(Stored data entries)

Issue #4784, opened 2022-06-14
Linux: Manager crashes when switching between views


RichardHaselgrove:
**Describe the bug**
Launching the Manager in simple view, and switching to advanced view, works.
Launching in Advanced view, and making a double switch (from advanced to simple view,  and again from simple to advanced view) crashes the Manager. No warning, no dialog, no messages - it just disappears.

**Steps To Reproduce**
1. Open Manager
2. Switch views once or twice, depending where you start from

**Expected behavior**
No crash.

**System Information**
 - OS: Linux Mint 20.3 Una
 - BOINC Version: v7.20.0 pre-release from @LocutusOfBorg PPA

![image](https://user-images.githubusercontent.com/14886436/173558638-973787a1-c638-4749-bcda-6e33fcfea2e0.png)

**Additional context**
Found while testing for #4783. The wxWidgets debug alert doesn't appear in Linux, but this does happen.

AenBleidd:
@RichardHaselgrove, are you able to reproduce this on master with latest build artifacts?

RichardHaselgrove:
Um. It's not the same, but...

Tested with `linux_manager-with-webview_1bbc873314e287cc924fdac5e11f0617132fe668.zip` from #4778 from yesterday. The 'About' dialog shows

![image](https://user-images.githubusercontent.com/14886436/173562797-848abad9-b19d-469b-9dc2-28f3c60bd1db.png)

It doesn't crash, but simple view displays as

![image](https://user-images.githubusercontent.com/14886436/173562936-1196b9ca-3422-4116-9607-1a6ff9373503.png)

It should be

![image](https://user-images.githubusercontent.com/14886436/173563379-75ea2fc4-5698-4381-93c7-c51b07ccfa48.png)

or thereabouts.

Note that @LocutusOfBorg's PPA is an automatically updated test tool, intended for exactly this sort of work: but it is based on certain Debian tweaks to the original BOINC code. In particular, certain menu options in the Manager are removed: there are no separate options for 'minimise window' and 'exit application': 'Close window' (ctrl-W) in advanced view becomes a synonym for 'exit application'.

AenBleidd:
This is exactly the reason why I hate wxWidgets.
@RichardHaselgrove, I'll try to check it out and send you some executables for testing because I have no linux system to test it by myself.

Vulpine05:
[...]

PR #4785, opened 2022-06-14
[Manager] Create proper sizing on SimpleView

### LINKED ISSUE #4783: [Manager] wxWidgets debug alert when switching between advanced and simple view.
**Describe the bug**
wxWidgets has an error message when switching from advanced to simple view in the manager.  Or, the Manager will close unexpectedly (see additional context below).

**Steps To Reproduce**
1. Open BOINC Manager (already in advanced view).
2. Switch to simple view, either by mouse click in menu or with ctrl + shift + A
3. See screenshot below for the debug message.  Pressing stop will close the Manager.  Hitting continue will display another debug message (similar information).  You need to click few a few of them before simple view is displayed.

**Expected behavior**
A seamless transition from the two views.

**Screenshots**
image

**System Information**
 - OS: Windows 10, simliar for Ubuntu 18.04
 - BOINC Version: 7.20.0 Pre-Release, wxWidgets 3.1.6 (Windows), 3.0.4 (Ubuntu 18.04)

**Additional context**
For my Ubuntu system, it switches to simple view with no problems, but it will close the Manager unexpectedly when switching back to advance view.  No debug or other warning message displayed.

AenBleidd:
This fixes #4783.

### DIFF
--- a/clientgui/sg_BoincSimpleFrame.cpp
+++ b/clientgui/sg_BoincSimpleFrame.cpp
@@ -118,6 +118,9 @@ CSimpleFrame::CSimpleFrame(wxString title, wxIconBundle* icons, wxPoint position
     CreateMenus();
     dlgMsgsPtr = NULL;
     m_pBackgroundPanel = new CSimpleGUIPanel(this);
+    mainSizer = new wxBoxSizer(wxVERTICAL);
+    mainSizer->Add(m_pBackgroundPanel, 1, wxLEFT | wxRIGHT | wxEXPAND, 0);
+    SetSizerAndFit(mainSizer);
     RestoreState();
 }
 
@@ -1006,7 +1009,6 @@ CSimpleGUIPanel::CSimpleGUIPanel(wxWindow* parent) :
 
     Layout();
     SetSizerAndFit(mainSizer);
-    parent->SetSizerAndFit(mainSizer);
 
     SetBackgroundBitmap();
 
@@ -1033,8 +1035,6 @@ CSimpleGUIPanel::~CSimpleGUIPanel()
     checkForNewNoticesTimer->Stop();
 	delete checkForNewNoticesTimer;
     m_bmpBg = wxNullBitmap; // Deletes old bitmap via reference counting
-
-    GetParent()->SetSizer(NULL, false); // Avoid trying to delete mainSizer twice
 
     wxLogTrace(wxT("Function Start/End"), wxT("CSimpleGUIPanel::CSimpleGUIPanel - Destructor Function End"));
 }
--- a/clientgui/sg_BoincSimpleFrame.h
+++ b/clientgui/sg_BoincSimpleFrame.h
@@ -153,6 +153,7 @@ protected:
 
 private:
     CDlgMessages* dlgMsgsPtr;
+    wxBoxSizer* mainSizer;
 
     DECLARE_EVENT_TABLE()
 };


AenBleidd:
@CharlieFenton, please review and test on OSX.
This should be a proper fix of the #4783.
@RichardHaselgrove, please test this on Windows and linux, eventually this might fix #4784

RichardHaselgrove:
OK, Linux first.

With linux_manager-with-webview_0fb2cb615a5d17a81eaff8a3f49e18f565dbd576.zip (this PR's artifact), I get

image

That's not bad, and similar to the PPA. But it (like the PPA) is hiding the icon in the combo box in the Tasks section - but I can't get it to screenshot with the combo box showing the list. I'll try to show what I'm seeing with the Windows build (it's a full green circle - just a tiny arc is showing here).

CharlieFenton (approved):
It seems ot work correctly on MacOs 12.4 Monterey. I switched back and forth several times between Simple and Advanced Views and saw no problems. Thank you for the fix.

AenBleidd:
@RichardHaselgrove, thanks for the quick fix.
if you don't mind, I'll open a separate ticket for cutted icon to not block this PR.

AenBleidd:
> Since the Simple View has worked this way for years, I think the warning was incorrect. I will be curious whether the warning still occurs with wxWidgets 3.1.7. Please let me know

Actually, the warning looks correct: we were creating an elements on one window, assign them to the sizer on it, and then assign this sizer to the parent window. So this was already some kind of a hack to get proper sizing of parent Window.
And, actually, that fact that it was working for years, doesn't mean that it was working properly ;)
So, I'd say, the way I fixed it in this PR is more correct than it was before.

P.S. I haven't checked this on 3.1.7 yet, but this particular check was not changed between 3.1.6 and 3.1.7

AenBleidd:
> > With linux_manager-with-webview_0fb2cb615a5d17a81eaff8a3f49e18f565dbd576.zip (this PR's artifact), I get
> 
> More than that, the entire background image is missing. Here is what it should look like (from my Mac): Screen Shot 2022-06-14 at 2 26 00 PM

This because it was started not from the folder where BOINC installed but from some other, and that other folder doesn't contain skins folder. So this is like an expected behavior in this case.

RichardHaselgrove:
> This because it was started not from the folder where BOINC installed but from some other, and that other folder doesn't contain skins folder. So this is like an expected behavior in this case.

Windows doesn't start it from the same folder, either - but it has more robust mechanisms for finding out out where the data folder is located.

RichardHaselgrove:
Actually, I think that might be wrong. I've looked in 

* /var/lib/boinc-client
* /usr/bin
* /etc/boinc-client

and there's no sign of a skins folder in any of them. Are the skins even deployed on Linux?

AenBleidd:
@RichardHaselgrove, looks like it's not included in `boinc-manager` package.
May I ask you to report this issue to @LocutusOfBorg probably here https://launchpad.net/~costamagnagianfranco?

RichardHaselgrove:
Actually, I think @LocutusOfBorg just puts an automation layer on top of the Debian distro. We may have to go back to the top of the distribution chain to find the origin of this. What were the communications like between development and distribution when the skins were introduced, in this case presumably with simple view itself? I'd better dig into the history before I end up with egg on my face.

AenBleidd:
@RichardHaselgrove, try next:
- find the location of boincmgr executable
- put skins folder nearby of it
- start any shell (e.g. bash)
- navigate to the location of boincmgr
- run ./boincmgr

This should let it find skins correctly.

But this might be not a solution for *nix systems because the are not expect to have non-executable files in the location where all executables are held. Instead. this folder should be in /etc/boinc folder (or similar) but as far as I see, we're not looking at that location. And here I'm wondering, if this was ever working on linux?

So this might be a separate ticket for feature implementation and it's probably worths to open one and continue conversation there.
@RichardHaselgrove, if you agree - could you please open a separate ticket to discuss this issue further?

RichardHaselgrove:
Well, that was easy. Mint gives me a GUI file manager: I can navigate to anywhere, either as myself or as SuperUser. And I can open a terminal in either guise, and run shell commands as either user.

Binaries are in /usr/bin: that's where I've been dropping test versions all along. And it's also where I dropped the skins this morning, as SU. Running ./boincmgr as SU gets me the manager as usual, except that it doesn't pick up my personal layout settings - good test of who I am today. No skin backgrounds in simple view.

But I learned something new. The Linux distro wallahs have **removed** commands like 'shut down connected client' in Advanced view, but they have **not** disabled the exit dialog in simple view. Ergo, corporates don't use simple view.

There would be a simple answer to this: ask an IBM exec if their copy displays the WCG skin in simple view. Except, IBM aren't running WCG any more, and WCG are out for the count.

You're right - we should take this elsewhere. I'll ask around on the message boards, and come back to open an issue if I can't get a definitive answer.

CharlieFenton:
Looking at clientgui/SkinManager.cpp, I see the following code:
```
wxString CSkinManager::GetSkinsLocation() {
    // Construct path to skins directory
    wxString strSkinLocation = wxEmptyString;

#ifdef __WXMSW__
    strSkinLocation  = wxGetApp().GetRootDirectory();
    strSkinLocation += wxFileName::GetPathSeparator();
    strSkinLocation += wxT("skins");
#else
    strSkinLocation = wxString(wxGetCwd() + wxString(wxFileName::GetPathSeparator()) + wxT("skins"));
#endif

    return strSkinLocation;
}

```

AenBleidd:
@CharlieFenton, yep, and not sure it could ever work for linux

RichardHaselgrove:
That code dates back to 2007 (https://github.com/BOINC/boinc/commit/6b2c7f38a28f1656e2bf10ea608c8b43e3e16bfa)

If we haven't noticed until now that it doesn't work, this perhaps reverts to being a design decision: do we want or need a skinned simple view Manager in Linux? That's probably a question for the providers of skinned bespoke derivatives of the raw BOINC platform, but I suspect that the answer might be "won't fix".

In which case, we can forget it, and go back to sorting out the functional bugs.

AenBleidd:
@RichardHaselgrove, I'd keep it on backlog because it's always good to have at least default skin than just a grey emptiness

- [What to produce] Search the entries for the word "haven". Copy every line where it occurs.

- [Response for this exercise]
P.S. I haven't checked this on 3.1.7 yet, but this particular check was not changed between 3.1.6 and 3.1.7
If we haven't noticed until now that it doesn't work, this perhaps reverts to being a design decision: do we want or need a skinned simple view Manager in Linux? That's probably a question for the providers of skinned bespoke derivatives of the raw BOINC platform, but I suspect that the answer might be "won't fix".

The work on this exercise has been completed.